The Effects of Local Anaesthetics on QT Parameters during Thoracic Epidural Anaesthesia Combined with General Anaesthesia: Ropivacaine versus Bupivacaine

Özlem Güven 1, Hilal Sazak 1, Ali Alagöz 1,, Eser Şavkılıoğlu 1, Çilsem Sevgen Demirbaş 1, Ali Yıldız 2, Erdem Karabulut 3
PMCID: PMC4115939  PMID: 25207150

Abstract

Background:

Many studies focusing on the effects of local anaesthetics on QT intervals have been performed, but the articles evaluating the relationship between thoracic epidural anaesthesia combined with general anaesthesia and QT parameters are very limited.

Aims:

We aimed to compare the effects of bupivacaine and ropivacaine on QT interval, corrected QT, dispersion of QT, and corrected dispersion of QT in patients undergoing lung resection under thoracic epidural anaesthesia combined with general anaesthesia.

Study Design:

Prospective clinical study.

Methods:

Thirty ASA physical status 1–3 patients requiring thoracic epidural anaesthesia combined with general anaesthesia for thoracic surgery.
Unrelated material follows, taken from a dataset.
PR #4168, opened 2026-02-06
feat: expose DV metadata and payloads as Arrow streams

### LINKED ISSUE #4159: Expose deletion vectors information to Python
Polars OSS would like to support reading (and eventually writing) files with deletion vectors directly. To that end, we would like to see deletion vectors exposed through the Python bindings. Is that in the plan / can that be arranged? Thanks in advance.

xref https://github.com/pola-rs/polars/issues/26369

Patients were randomly assigned to two groups, which were allocated to receive either bupivacaine (Group B) or ropivacaine (Group R) during thoracic epidural anaesthesia. Following haemodynamic monitoring, a thoracic epidural catheter was inserted. Local anaesthetic at an average dose of 1.5 mL/ segment was given through an epidural catheter. The same general anaesthesia protocol was administered in both groups. Records and measurements were performed on 10 phases that were between the thoracic epidural catheter insertion to the 5th min of endobronchial intubation. In all phases, systolic arterial pressure, diastolic arterial pressure, mean arterial pressure, heart rate, peripheral O2 saturation, and electrocardiogram monitoring were performed in patients. All QT parameters were recorded by 12-lead electrocardiogram and analysed manually by a cardiologist.

Results:

QT intervals were similar between two groups. In Group R, corrected QT values at the 20th min of local anaesthetic injection and the 5th min of endobronchial intubation were shorter than those in Group B (p<0.05). The basal dispersion of QT and dispersion of QT values at the 1st min of propofol injection were shorter than those in Group R (p<0.05). The corrected dispersion of QT value at the 1st min of propofol injection was shorter in Group R (p<0.05). In Group R, the decrease in mean arterial pressure at the 1st min of fentanyl injection was significant compared with Group B (p<0.05). There was no significant difference between the groups with respect to heart rate and complications.

Conclusion:

The corrected QT, dispersion of QT, and corrected dispersion of QT intervals were slightly longer in the patients receiving bupivacaine compared with those receiving ropivacaine in various phases of the present study.

Keywords: Bupivacaine, ropivacaine, QT parameters, thoracic epidural anaesthesia, local anaesthetics

Introduction

Thoracic epidural anaesthesia (TEA) combined with general anaesthesia (GA) can improve the outcome of patients undergoing lung surgery (1, 2). TEA reduces cardiac and splanchnic sympathetic activity and thereby influences perioperative function of vital organ systems (3). In spite of the most severe complication of cardiotoxicity, long-acting local anaesthetics (LAs) (4) are the most common drugs for intraoperative and postoperative pain management, combined with or without opioids (5). Studies have shown that ropivacaine has a wider margin of safety compared with bupivacaine (5, 6). The QT interval, which is important for ventricular conduction is measured from the beginning of the QRS complex to the end of the T wave. It represents the total time for ventricle depolarisation and repolarisation. Although ropivacaine and bupivacaine were reported to cause a prolonged QT interval due to inhibition of cardiac sodium channels, ropivacaine was found to be less cardiotoxic than bupivacaine with regard to ventricular conduction (7). The difference in electrophysiological impairment with ropivacaine and bupivacaine could be induced by different binding proteins or different stereoselective inhibition of cardiac sodium channels (8). Takmaz et al. (9) have shown QT interval alterations in patients who received bupivacaine for stellate ganglion blockade. Alterations in conduction in the myocardium (prolongation of the QT interval and QRS widening) were considered as early signs of cardiotoxicity (10). In addition, both congenital and acquired prolongation of the QT interval is considered to be associated with a high incidence of ventricular fibrillation and sudden cardiac death (11).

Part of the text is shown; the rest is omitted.